Assuming the spam is via a bot, how exactly does it find my form on site?

It spiders your site via HTTP and parses the HTML returned, looking for suspicious-looking form tags.</>

And the data I'm getting is much longer than the field size limits on web page, so they either are using their own variant of my page (which I'd need to try and block) or what?

All a form tag implies is that connecting via HTTP to the URI in the action attribute produces some action, and that it may or may not do anything with the form parameters submitted. If you can construct an HTTP request by yourself, you don't need the form.

That's how forum spammers and web services work.

You could use length or some other pattern matching to catch spam. I would suggest a really big captcha though, if your users are vision impaired then increase the size. One of the best combos is to have a captcha, but allow registered users to by pass it by logging in. Then your normal users aren't bothered and you keep the spammers out. I've used this very successfully in the past, pair it up with an IP based time limit and you'll keep 99% of unwanted spam out and not bother your users too much.

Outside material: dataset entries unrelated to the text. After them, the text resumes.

PR #145, opened 2025-08-11
campari_runner rough draft

ColeFMeldorf:


campari/AllASPFuncs.py
```diff
@@ -1209,12 +1207,11 @@ def build_lightcurve(ID, exposures, confusion_metric, flux, sigma_flux, ra, dec)
     Returns:
     lc: a QTable containing the lightcurve data
     """
-
-
     flux = np.atleast_1d(flux)
     sigma_flux = np.atleast_1d(sigma_flux)
     band = exposures["filter"][0]
     mag, magerr, zp = calc_mag_and_err(flux, sigma_flux, band)
+    SNLogger.debug(exposures)
```
rknop, line 1214: For debug strings, it's often worth putting in some text to explain.  If you're just watching the output as it goes by, it lets you know where things are if it's not cryptic.  Sometimes later you will search log files for specific strings.

Even for really long debug strings like this, you might add a bit of introduction, something like:

`SNLogger.debug( f"Building lightcurve for {exposures}" )`

Or, even, if you want to make it more readable,:
`SNLogger.debug( f"Building lightcurve for:\n{'\n'.join( [ f'  * {e}' for e in exposures ] )}" )`

campari/campari_runner.py
```diff
@@ -0,0 +1,381 @@
...
+    save_lightcurve,
+)
+
+
+class campari_lightcurve_model:
+    """This class holds the output of the Campari pipeline for a single SNID."""
+
+    def __init__(self, flux, sigma_flux, images, model_images, exposures, ra_grid, dec_grid, wgt_matrix,
+                 confusion_metric, best_fit_model_values, cutout_wcs_list, sim_lc):
+        """Initialize the Campari lightcurve model with the SNID and its properties."""
```
rknop, line 35: Add a Parmaeters section to the docstring that briefly defines what all the arguments are.

(Or, if you don't want to do it for this PR, create an issue telling somebody to do it.)

Also, see comment below where you actually make one of these.  Give everything other than self a default.  Either a sensible default, or just None.  That makes it clear that they this constructor is supposed to be called with kwargs, not with args.  (If you want to be really anal, you could throw an exception if any of the necessary ones are None.  But, you could also just count on the code crashing later if something is None that shouldn't be.)

campari/campari_runner.py
```diff
@@ -0,0 +1,381 @@
...
+
+
+class campari_runner:
+    """This class is used to run the Campari pipeline."""
+
+    def __init__(self, **kwargs):
+        """Initialize the Campari runner with all of the variables needed to run the pipeline."""
+
+        try:
+            self.cfg = Config.get(kwargs["config"], setdefault=True)
```
rknop, line 57: Hmm, OK.  `setdefault=True` is very scary for config.  (If you look at the `Config.get` docstring, it says "Avoid use of this" at the beginning of the description of that argument.)  I wouldn't do it deep inside this function here; that's something I would only do in main when you can be very sure that this is the very first time you're initializing the config during the running of the program.

The problem is that if you write something somewhere that uses this class from elsewhere in python, changing the config here pulls the rug out from underneath the rest of the code.  (I speak from experience; I did exactly this in a different pipeline, and it raised problems down the road.)

Here's what I would do:

In fact, looking at it, main() already completely handles the "config" argument.  So, here, you should never be passing an argument to `Config.get`, nor should you ever use `setdefault` with `Config.get`.  Just do `self.cfg = Config.get()`.  In that case, there's no need to put it inside a `try/except` block.

In this function, totally ignore the "config" argument that was passed in.  Perhaps document in the docstring that this will happen, and that config is expected to be fully set before this function is called (perhaps with a reference to your main as a place where that happens).

campari/campari_runner.py
```diff
@@ -0,0 +1,381 @@
...
+        self.healpix_file = kwargs["healpix_file"]
+        self.nside = kwargs["nside"]
+        self.object_lookup = kwargs["object_lookup"]
+        self.transient_start = kwargs["transient_start"]
+        self.transient_end = kwargs["transient_end"]
+
+        self.ra = kwargs["ra"]
+        self.dec = kwargs["dec"]
+
+        config = Config.get(kwargs["config"], setdefault=True)
```
rknop, line 85: Omit this line, and everywhere below you do `config.value`, do `self.cfg.value`.

campari/campari_runner.py
```diff
@@ -0,0 +1,381 @@
...
+                                                            np.sort(self.pointing_list)):
+            SNLogger.warning("Unable to find the object in all the pointings in the image list. Specifically, the"
+                             " following pointings were not found: "
+                             f"{np.setdiff1d(self.pointing_list, exposures['pointing'])}")
+
+        return exposures
+
+    def get_sedlist(self, ID, exposures):
+        """Create a list of SEDs for the given SNID and exposures."""
+        sed_obj = OU2024_Truth_SED(ID, isstar=(self.object_type == "star")) if self.fetch_SED else Flat_SED()
```
rknop, line 302: Make an issue somewhere (if there isn't one that covers this already) that this is something else that will need to be addressed to make the code not OU24 specific.

campari/campari_runner.py
```diff
@@ -0,0 +1,381 @@
...
+    def call_run_one_object(self, ID, ra, dec, exposures, sedlist, param_grid_row):
+        """Call the run_one_object function to run the pipeline for a given SNID and exposures."""
+        if not self.use_real_images:
+            bg_gal_flux, sim_galaxy_scale, sim_galaxy_offset = param_grid_row
+        else:
+            bg_gal_flux, sim_galaxy_scale, sim_galaxy_offset = None, None, None
+
+        flux, sigma_flux, images, sumimages, exposures, ra_grid, dec_grid, wgt_matrix, \
+            confusion_metric, X, cutout_wcs_list, sim_lc = \
+            run_one_object(ID, ra, dec, self.object_type, exposures, self.roman_path,
```
rknop, line 317: If you have more than four or five arguments, it's very dangerous and error-prone to just list all the arguments in order.  It's very easy to omit one and have everything be wrong, and it's a huge pain in the butt then to figure out what happened.  I would strongly recommend rewriting this call to have a series of "param=value" lines.  Not only does that make it safer for you, it makes it much easier to fix things if you ever need to change what is passed to `run_one_object`, and it makes it a lot more readable.

I would also edit the definition of `run_one_object` in `AllASPFuncs.py` to have `=None` as a default for all the arguments there, to make it clear they're expected to be called as kwargs, not args.  (Or, you could put in sensible defaults.  But, if there's no sensible default, hopefully putting in None will cause the code to crash somewhere, so if a necessary argument is omitted the code won't seem to run right.)

campari/campari_runner.py
```diff
@@ -0,0 +1,381 @@
...
+                           self.sn_path, self.size, self.band, self.fetch_SED, sedlist, self.use_real_images,
+                           self.use_roman, self.subtract_background,
+                           self.make_initial_guess, self.initial_flux_guess,
+                           self.weighting, self.method, self.grid_type,
+                           self.pixel, self.source_phot_ops, self.do_xshift, bg_gal_flux,
+                           self.do_rotation, self.airy, self.mismatch_seds, self.deltafcn_profile,
+                           self.noise, self.check_perfection, self.avoid_non_linearity,
+                           self.spacing, self.percentiles, sim_galaxy_scale,
+                           sim_galaxy_offset, base_pointing=self.base_pointing, base_sca=self.base_sca)
+        lightcurve_model = campari_lightcurve_model(
```
rknop, line 327: Same comment as on run_one_object.

campari/tests/test_campari.py
```diff
@@ -98,12 +97,24 @@ def test_find_all_exposures(roman_path):
...
                                  truth="simple_model")
-    compare_table = ascii.read(pathlib.Path(__file__).parent
-                               / "testdata/findallexposurestest.dat")
-    assert explist["pointing"].all() == compare_table["pointing"].all()
-    assert explist["sca"].all() == compare_table["sca"].all()
 
-    assert explist["date"].all() == compare_table["date"].all()
+    np.save("./testdata/findallexposures.npy", explist)
+
+    compare_table = np.load(pathlib.Path(__file__).parent / "testdata/findallexposures.npy")
```
rknop, line 103: This test looks completely circular to me.

* Write `explist` to `testdata/findallexposures.npy`
* Make sure that `explist` has the same contents as `testdata/findallexposures.npy`

Unless I've missed something, this is a test of `np.save/np.load`, not of your code.

campari/tests/test_runner.py
```diff
@@ -0,0 +1,303 @@
...
+def test_get_exposures(cfg):
+    test_args = create_default_test_args(cfg)
+    test_args.object_lookup = True
+    test_args.SNID = 20172782
+
+    runner = campari_runner(**vars(test_args))
+    runner.decide_run_mode()
+    explist = runner.get_exposures(7.731890048839705, -44.4589649005717, 62654.0, 62958.0)
+
+    np.save("./testdata/findallexposures.npy", explist)
```
rknop, line 213: Another test that's circular : write a file, make sure the file contents are what you just wrote to it.

campari/tests/test_runner.py
```diff
@@ -0,0 +1,303 @@
...
+    exposures = pd.DataFrame(data={"date": [1, 2, 3], "filter": ["Y106", "Y106", "Y106"],
+                                   "detected": [True, True, True],
+                                   "pointing": [1, 1, 1], "sca": [1, 1, 1], "x": [0, 0, 0], "y": [0, 0, 0],
+                                   "x_cutout": [0, 0, 0], "y_cutout": [0, 0, 0]})
+    exposures = Table.from_pandas(exposures)
+    ra_grid = np.array([1, 2, 3])
+    dec_grid = np.array([1, 2, 3])
+    wgt_matrix = None
+    confusion_metric = None
+    best_fit_model_values = np.array([0, 0, 0, 0, 0, 0, 0, 0, 0, 0,  0, 0, 0, 0, 0, 0])
```
rknop, line 262:
```suggestion
    best_fit_model_values = np.array([0] *16, dtype=float)
```

campari/tests/test_runner.py
```diff
@@ -0,0 +1,303 @@
...
+    cutout_wcs_list = None
+    sim_lc = None
+    ra = 7.731890048839705
+    dec = -44.4589649005717
+
+    lc_model = campari_lightcurve_model(flux, sigma_flux, images, model_images,
```
rknop, line 268: As commented above, I recommend changing this from a sequence of arguments in order to a series of `key=value` parameters.

campari/RomanASP.py
```diff
@@ -82,9 +63,9 @@ def main():
         #   may mean that things will fail later, but it may also just mean
         #   that somebody is doing "--help"
         cfg = None
-        desc += (" Include --config <configfile> before --help "
-                 "(or set SNPIT_CONFIG) for help to show you all config "
-                 "options that can be passed on the command line.")
+    desc += (" Include --config <configfile> before --help "
```
rknop, line 66: MWV might disagree with this, but this is what I've done with phrosty.

I would replace *everything* inside this except block (including the comment) with :
```
    except RuntimeError as e:
        if str(e) == 'No default config defined yet; run Config.init(configfile)':
            sys.stderr.write( "Error, no configuration file defined.\n"
                              "Either run campari with -c <configfile>\n"
                              "or set the SNPIT_CONFIG environment varaible.\n" )
            sys.exit(1)
        else:
            raise
```

Reasoning: this gives you enough information to get the help you're actually looking for on the next command.  If you allow it to give help without having a valid config, your help string will omit a whole bunch of the things it would normally include, so the help information isn't actually right.  Plus, I'm very nervous about going forward at this point without a config; it probably requires you to do the "setdefault" stuff you did in the campari arg parse that is really a bad idea.

Yes, it's a little cumbersome to have to specify a config file when asking for help.  But there's a fundamental issue that you can't have arguments automatically added based on what's in a config file without having a config file.  This speedbump on getting basic help is a reasonable tradeoff.

campari/campari_runner.py
```diff
@@ -0,0 +1,381 @@
...
+        self.best_fit_model_values = best_fit_model_values
+        self.cutout_wcs_list = cutout_wcs_list
+        self.sim_lc = sim_lc
+
+
+class campari_runner:
+    """This class is used to run the Campari pipeline."""
+
+    def __init__(self, **kwargs):
+        """Initialize the Campari runner with all of the variables needed to run the pipeline."""
```
rknop, line 54: Write a "Parameters" section that briefly documents all the arguments that can be set here.  (You can cut and paste from your argparse help strings.)

rknop: (No need to document all the arguments in the config file; eventually there should be a sample or default config that has comments that document all of those.   Just document the things you're reading directly out of `kwargs`.  As I note below, assuming you make the changes to config handling, note here that `config` is a legal argument for compatibility with your main, but it will be totally ignored by this constructor.)

campari/campari_runner.py
```diff
@@ -0,0 +1,381 @@
...
+
+        if lc_model.flux is not None:
+            output_dir = pathlib.Path(self.cfg.value("photometry.campari.paths.output_dir"))
+            save_lightcurve(lc, identifier, self.band, psftype, output_path=output_dir)
+
+        # Now, save the images
+        images_and_model = np.array([lc_model.images, lc_model.model_images, lc_model.wgt_matrix])
+        debug_dir = pathlib.Path(self.cfg.value("photometry.campari.paths.debug_dir"))
+        SNLogger.info(f"Saving images to {debug_dir}")
+        np.save(debug_dir / f"{identifier}_{self.band}_{psftype}_images.npy", images_and_model)
```
rknop, line 365: Not for now, but an issue: eventually you're going to want to have an option to turn off all the debug saving.

campari/AllASPFuncs.py
ColeFMeldorf: I actually meant to remove this, whoops!

campari/campari_runner.py
ColeFMeldorf: Done!

campari/campari_runner.py
ColeFMeldorf: Done and done!

campari/campari_runner.py
ColeFMeldorf: issue made!

campari/campari_runner.py
ColeFMeldorf: Done!

rknop (approved):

PS my captcha was actual words instead of random text to make it easier on users. Like with any security measure the goal is to balance the strength of your security, your users needs, and the benefits of the security you are added. If you only get the normal bots that don't try to hard then measures like this are very effective. If you think you are dealing with an individual determined to spam your site then you might need a very different set of security measures.